Diagnostics & Imaging Week Washington Editor

WASHINGTON — Advanced Medical Technology Association (AdvaMed; Washington) held its first-ever med-tech conference here this week, running concurrently with a meeting of the Global Harmonization Task Force, thus giving the event an international punch.

Many of the sessions focused on the nuts and bolts of getting a medical device to market, as well as a look into how device makers will have to work to stay in business tomorrow.

A Monday session, titled "Future Scenarios for Medical Device Innovation," was an overview of how device firms can best anticipate changes to their markets, based on a business school study of the paradigm commonly employed in business forecasting.

Panel moderator Jim Austin, director of life sciences at consulting firm Decision Strategies International (DSI; Conshohocken, Pennsylvania), used as his text a recent Wharton School of Economics (Philadelphia) study on how the U.S. device industry "might evolve in the next five to 10 years." He said that Scenario Planning, the primary tool used in the study, will tell us where we might be "in 2012 or 2015" and "where we might work from the outside in," rather imposing a business plan on a world that has other ideas.

A study from Charles Schwab, he said, recently reported that the share values of the top nine firms in the device industry have grown almost 67% over the past five years, while in that same period "the Dow increased 26% — and had you purchased stock in the top six pharmaceutical companies, you would have lost 6% of your money."

Three-fourths of global medical device sales are for products made in the U.S., Austin said, and compound average growth rate for med-tech stocks was better than 7%.

But he suggested that this growth rate might be modified in the future as the result of concerns about questionable company payments to physicians and the rise in medical tourism, noting that "a knee replacement is about half the cost" in overseas hospitals compared to U.S. hospitals.

Why Scenario Planning?

Austin said that most conventional forecasting analysis focuses on what drives "asset value change" and that the drivers for asset value change can be put into three categories:

  • 55% for factors that companies can have some control over;
  • 10% industry conditions;
  • and 35% consisting of outside influences such as general economic conditions, the politics of the day and "random noise."

Scenario Planning, he said, focuses on that 35% slice.

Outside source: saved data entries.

PR #283, opened 2020-08-11
Add PostgreSQL Multitenant Database option

gabrieljackson:
This new database option allows for multiple installation databases
to be provisioned on a single Postgres RDS Aurora cluster. As part
of this new option, the following improvements were made.

 - Refactor multitenant database locking. Locks are now acquired on
   the root database management methods and are associated with the
   datastore object instead of the RDS cluster resources. This
   decreases the complexity associated with maintaining the locks.
 - Added new DatabaseType field to track which database type a DB
   cluster is providing.
 - Made the VpcID column NOT NULL as it should never be missing.
 - Installation IDs belonging to a multitenant database are now
   marshalled and unmarshalled on directly on the store level. This
   removes the necessity for other packages to manage this process
   and brings the behavior in line with other stored JSON blobs.
 - More tests and logging improvements.

Fixes https://mattermost.atlassian.net/browse/MM-27482 and https://mattermost.atlassian.net/browse/MM-27341

```release-note
Add PostgreSQL Multitenant Database option
```

### DIFF
--- a/internal/tools/aws/constants.go
+++ b/internal/tools/aws/constants.go
@@ -53,17 +53,36 @@ const (
 	// Note: This needs to be manually created before RDS databases can be used.
 	DefaultDBSubnetGroupName = "mattermost-databases"
 
+	// DatabaseTypeMySQLAurora is a MySQL database running on AWS RDS Aurora.
+	DatabaseTypeMySQLAurora = "MYSQL/Aurora"
+
+	// DatabaseTypePostgresSQLAurora is a PostgreSQL database running on AWS
+	// RDS Aurora.
+	DatabaseTypePostgresSQLAurora = "PostgreSQL/Aurora"
+
+	// CloudInstallationDatabaseTagKey is the common tag key for determing
+	// database type.
+	CloudInstallationDatabaseTagKey = "tag:MattermostCloudInstallationDatabase"
+
 	// DefaultDBSecurityGroupTagKey is the default DB security group tag key
 	// that is used to find security groups to use in configuration of the RDS
 	// database.
 	// Note: This needs to be manually created before RDS databases can be used.
 	DefaultDBSecurityGroupTagKey = "tag:MattermostCloudInstallationDatabase"
 
-	// DefaultDBSecurityGroupTagValue is the default DB security group tag value
-	// that is used to find security groups to use in configuration of the RDS
-	// database.
-	// Note: This needs to be manually created before RDS databases can be used.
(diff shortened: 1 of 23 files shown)


internal/tools/aws/constants.go
```diff
@@ -53,17 +53,36 @@ const (
...
+
+	// CloudInstallationDatabaseTagKey is the common tag key for determing
+	// database type.
+	CloudInstallationDatabaseTagKey = "tag:MattermostCloudInstallationDatabase"
+
 	// DefaultDBSecurityGroupTagKey is the default DB security group tag key
 	// that is used to find security groups to use in configuration of the RDS
 	// database.
 	// Note: This needs to be manually created before RDS databases can be used.
 	DefaultDBSecurityGroupTagKey = "tag:MattermostCloudInstallationDatabase"
```
angeloskyratzakos, line 71: those 2 tags are same, do we want to use one of them, or it will cause problems down the line?

internal/tools/aws/database_multitenant.go
```diff
@@ -779,36 +857,73 @@ func (d *RDSMultitenantDatabase) connectRDSCluster(schema, endpoint, username, p
...
+	if d.databaseType == model.DatabaseEngineTypeMySQL {
+		// Query placeholders don't seem to work with argument database.
+		// See https://github.com/mattermost/mattermost-cloud/pull/209#discussion_r422533477
+		query := fmt.Sprintf("CREATE DATABASE IF NOT EXISTS %s CHARACTER SET ?", databaseName)
+		_, err := d.db.QueryContext(ctx, query, "utf8mb4")
+		if err != nil {
+			return errors.Wrap(err, "failed to run create database SQL command")
+		}
+	} else {
+		query := fmt.Sprintf("DROP DATABASE IF EXISTS %s", databaseName)
```
jwilander, line 870: Do we really want to drop the database if it exists? Wouldn't we just want to check if it exists and if it does then we don't do anything?

Is there any chance of hitting this on a database that has been used for a while?

gabrieljackson: Good point. There shouldn't be a chance that we hit another database, but let's be safe and just check if it already exists instead.

internal/tools/aws/constants.go
gabrieljackson: Yeah, we have a couple duplicate tags already. Instead of cleaning them up here, I was going to do a follow-up ticket to take care of them.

It starts with forecasting what the outside influences will look like. Then, firms must ask "how our company is positioned to respond to those challenges," rather than letting wild cards be dealt with as they arise.

As just one illustration, Austin said that in the early 1980s, Halliburton was the industry leader in oil drilling supplies and equipment, but that its forecasts "did not take into account major changes" in tax legislation that had a profound impact on the company's bottom line.

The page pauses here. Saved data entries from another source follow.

PR #286, opened 2020-08-11
Add API to list multitenant databases

gabrieljackson:
This new endpoint allows the client to request information on all
currently-known multitenant databases. Note that other RDS clusters
could exist that the provisioner has not yet found and added to the
store.

Fixes https://mattermost.atlassian.net/browse/MM-27691

```release-note
Add API to list multitenant databases
```

### DIFF
--- a/internal/api/databases.go
+++ b/internal/api/databases.go
@@ -1,0 +1,58 @@
+// Copyright (c) 2015-present Mattermost, Inc. All Rights Reserved.
+// See LICENSE.txt for license information.
+//
+
+package api
+
+import (
+	"net/http"
+
+	"github.com/gorilla/mux"
+	"github.com/mattermost/mattermost-cloud/model"
+)
+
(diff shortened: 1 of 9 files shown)


internal/api/databases.go
```diff
@@ -0,0 +1,58 @@
...
+	}
+
+	databases, err := c.Store.GetMultitenantDatabases(filter)
+	if err != nil {
+		c.Logger.WithError(err).Error("failed to query multitenant databases")
+		w.WriteHeader(http.StatusInternalServerError)
+		return
+	}
+	if databases == nil {
+		databases = []*model.MultitenantDatabase{}
```
gigawhitlocks, line 52: this is a real 0/5 nitpick so feel free to ignore me, but the conditional here could be eliminated by just instantiating `databases` like this on line 44, before the call to `GetMultitenantDatabases`

PR #287, opened 2020-08-18
k8s/namespace: when deleting the namespace make sure everything gets deleted as well

cpanato:
#### Summary
Just to make sure we delete everything inside the namespace before removing the namespace, to avoid orphans hanging around in the cluster

#### Ticket Link
n/a

#### Release Note

```release-note
k8s/namespace: when deleting the namespace make sure everything gets deleted as well
```

### DIFF
--- a/k8s/namespaces.go
+++ b/k8s/namespaces.go
@@ -72,8 +72,14 @@ func (kc *KubeClient) GetNamespaces(namespaceNames []string) ([]*corev1.Namespac
 // Any errors will be returned immediately and the remaining namespaces will be
 // skipped.
 func (kc *KubeClient) DeleteNamespaces(namespaceNames []string) error {
+	policy := metav1.DeletePropagationForeground
+	gracePeriod := int64(45)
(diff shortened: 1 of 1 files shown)


k8s/namespaces.go
```diff
@@ -72,8 +72,14 @@ func (kc *KubeClient) GetNamespaces(namespaceNames []string) ([]*corev1.Namespac
 // Any errors will be returned immediately and the remaining namespaces will be
 // skipped.
 func (kc *KubeClient) DeleteNamespaces(namespaceNames []string) error {
+	policy := metav1.DeletePropagationForeground
+	gracePeriod := int64(0)
```
gabrieljackson, line 76: Do we maybe want a small grace period? Would this lead to a lot of containers not being able to shut down properly? Not sure if that is an issue, just wondering though.

cpanato: sounds good, will use 45 seconds

cpanato: done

To build a scenario plan, Austin said that Step One is to "forget about the past" and "start from the outside in," to determine what external conditions will be like in one year and in five years. And in Step Two, the company should determine what will do well in that industry.

Terry Fadem, managing director for corporate alliances at the University of Pennsylvania School of Medicine (Philadelphia), said that the drivers of medical device value include recent advances in technology, many of which are fueling "the huge drive to convergence" between drugs and devices.

For him, a key example is deep brain stimulation, of great interest because it offers the potential to treat some neurological conditions that pharmaceuticals have yet to tackle effectively.

On the subject of society's perception of industry ethics, Fadem said there is a deep concern about conflicts of interest, and so transparency will become more important in order to avoid public or congressional backlash.

As for getting paid for one's devices, Fadem said that "the real value driver there is reimbursement, not pricing." And despite all the hubbub about the cost of care in the U.S., "the real driver in the U.S. is demographics — we're going to be driven by the Baby Boomer demographic bulge."

With regard to overall healthcare costs and "outcomes-based care, he said, "You're beginning to see a change right now," given that emphasis by the Centers for Medicare & Medicaid Services. "Were going to be rewarded ... or not" for providing therapies that give payers the long-term outcomes they are seeking.

Fadem said an area of particular uncertainty will be the future role of the consumer in device selection. "I don't know how much influence information technology will have [in shaping choices], but we're beginning to see that right now" as patients check in at the doctor's office with preconceived ideas about treatments. Consequently, he advised that device makers need to track information flow carefully.

Fadem emphasized the role of the primary care physician" as "the one person in the entire system who receives no information" about the implanted device, calling this a "huge hole." He said that primary care physicians are purportedly responsible for coordination but are largely shut out of from device selection and information about that device

Free flow of information about device technology depends on universally adopted healthcare IT (HIT) standards, he said, and that the lack of information will suppress sales to doctors, patients and payers when a device exhibits problems. Also suffering will be device development.

"We don't know how to share data," Fadem said, adding that the various specialty physicians, business analysts and device makers "never attend the same meetings."